Both these men were refused protection under the Coalition government’s “fast track” asylum determination process. Various UN organizations have voiced resounding criticism against that regime on the grounds that it deprives people of basic hearing and review rights. The “fast track” process is fundamentally skewed towards refusing claims.
This is precisely why the Labor party’s 2021 platform called for the abolition of “fast track” review, and its replacement with a “procedurally fair, simple, affordable and accessible process”. And that is why the Labor government passed legislation in late 2023 that will end “fast track” reviews and take effect from July 1 to July 2024.

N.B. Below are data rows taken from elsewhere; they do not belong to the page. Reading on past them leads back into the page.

Issue #570, opened 2021-12-08
Generate and attribute structure from a forte entry class based on the fully qualified name


hunterhector:
**Is your feature request related to a problem? Please describe.**
Purpose: Entry names and their attribute structures are needed to create table-backed data structures (instead of class-backed). Given an entry class (or an entry name), we need to be able to find all its entry attributes, similar to what's defined in the ontology JSON class.

For example, for type "sentence[annotation]", we want to obtain all its attribute fields, including begin, end, tid, speaker, part_id, sentiment, and classification. 

**Describe the solution you'd like**
For each type, we want to obtain all the attributes. For example, for sentence we want to get a list of ["speaker", "part_id", "sentiment", "classification", "classifications"]. We want to get the attributes for each type of entry as a dictionary. The solution looks like the following:

```
# input can be a string
entry_name = "ft.onto.base_ontology.Sentence"
# or a class
entry_class = ft.onto.base_ontology.Sentence

# function signature
def get_entry_attribute_by_class(input_entry_class: Union[str, class]):

# output
["speaker", "part_id", "sentiment", "classification", "classifications"]
```

Note that we should only include attributes that we defined, not other default python attributes. So the output from `__dict__` or `vars` won't be directly usable, we will at least filter it.

You can use the functions [here](https://github.com/asyml/forte/blob/master/forte/utils/utils.py#L61) to get the classes.

**Describe alternatives you've considered**
Approach 1:
This is the previous idea, which is discarded since we cannot generate all types without importing them. We have also edited the issue purpose a bit because of this.

While initializing the new data structure, we need a list of all the valid annotations, links and groups. For example, for annotations, we want to have a list of types as strings, ["Token", "Subword", "Sentence", ...], including all the types defined in ft.onto and ftx.onto. Please notice that users could also create their own types of data which inherit "forte.data.ontology.core.Entry".
For each type, we want to obtain all the attributes. For example, for sentence we want to get a list of ["speaker", "part_id", "sentiment", "classification", "classifications"]. We want to get the attributes for each type of entry as a dictionary. For example:
```
type_attributes = {
            "Token": ["pos", "ud_xpos", "lemma", "chunk", "ner", "sense", "is_root", "ud_features", "ud_misc"],
            "Document": ["document_class", "sentiment", "classifications"],
            "Sentence": ["speaker", "part_id", "sentiment", "classification", "classifications"],
        }
```

Approach 2:
[...]

PR #614, opened 2022-02-02
Inferring ontology tree automatically #583

### LINKED ISSUE #583: Inferring ontology tree automatically
The ontology tree is used in several places by Forte, it is mainly used to find all the entries (including subtype) of a top-level type, which is used in:
1. get entries of a particular type 
2. check output consistency between the components.

There could be other use of this piece of information. 

Currently, the ontology tree is loaded by [passing in the JSON file](https://github.com/asyml/forte/blob/master/forte/pipeline.py#L125), which is optional.  There are a couple of issues with this approach. The JSON files may not be ready or synchronized in all environments, and the parameter being optional also makes it sometimes neglected. Also, there could be more than one JSON file making it a bit hard to find them all.

Since the entry classes are available in the python environment, it might be possible to infer them by finding all sub-classes of `Entry`.

We can recursively find subclasses from `Entry` via `__subclasses__`, and populate the `onto_specs_dict` and `merged_entry_tree` around [here](https://github.com/asyml/forte/blob/master/forte/pipeline.py#L318). 

Currently, we haven't evaluated the problems of this approach.

**Additional context**
The solution here can be used to partially address issue #570.

Xuezhi-Liang:
This PR fixes #583 

### Description of changes
Recursive Method to Find Subclasses to generate the ontology tree,

### Test Conducted
Evaluated the Recursive Method in tests/forte/advanced_pipeline_test.py.


hunterhector:
Notice https://github.com/asyml/forte/issues/570 is an immediate follow up to this

qinzzz (commented):
I tried to run your `parse_entry` function on `Entry` class, and there are a few problems:
1) The returned "definitions" is not a complete list of all classes. For example, classes in ft.onto.wikipedia and ft.onto.metric are not found.  `ConferenceGroup` that inherit `Group` and multiple class that inherit `Link` in base_ontology is also not found.
Part of this problem is caused by skipping entrys that start with `TOP_MOST_MODULE_NAME`
2) The returned list of "additional_prefixes" contains duplicate `ftx.onto`.
3) The test case is too simple and cannot reflect actual use case. Please add test cases with real classes in forte, e.g. Entry. All classes in ontology_specs/ should be included in the returning dictionary.

hunterhector:
@feipenghe , @Xuezhi-Liang encountered a problem in building the doc, do you know what happen here?

feipenghe:
> @feipenghe , @Xuezhi-Liang encountered a problem in building the doc, do you know what happen here?

@Xuezhi-Liang  I think it's because hyperlink for "Handling Structured Text Data" expired. Since it's not very important and I might change the hyperlink later to a notebook, you can remove the hyperlink.

Xuezhi-Liang:
This issue is dependent on #issue570. I will recode this once #570 is solved.

hunterhector:
closed by https://github.com/asyml/forte/issues/583#issuecomment-1047413208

In actuality, people who are imprisoned for another five years wo n’t be forced to go to hell or die. It will only make their suffering worse and create a never-ending loop between immigration detention and prison.
Every migrant and refugee who enters Australia’s shores is reminded of the fate that might lie ahead of them by the cruel core of our migration and refugee policies.
Last November, the high court gave the Albanese government a crucial opportunity to reform a system that has cost people years of their lives and earned international condemnation.
It could have affirmed the high court’s decision and taken the time to create a process that could independently evaluate detention, enabling release from the community with dignity and safety.
Instead, the government’s chaotic and punitive response will define its term, but for very different reasons. There is still time for the government to change its course and finally give people an opportunity to rebuild their lives as its most recent legislation is being considered by a Senate committee over the next month.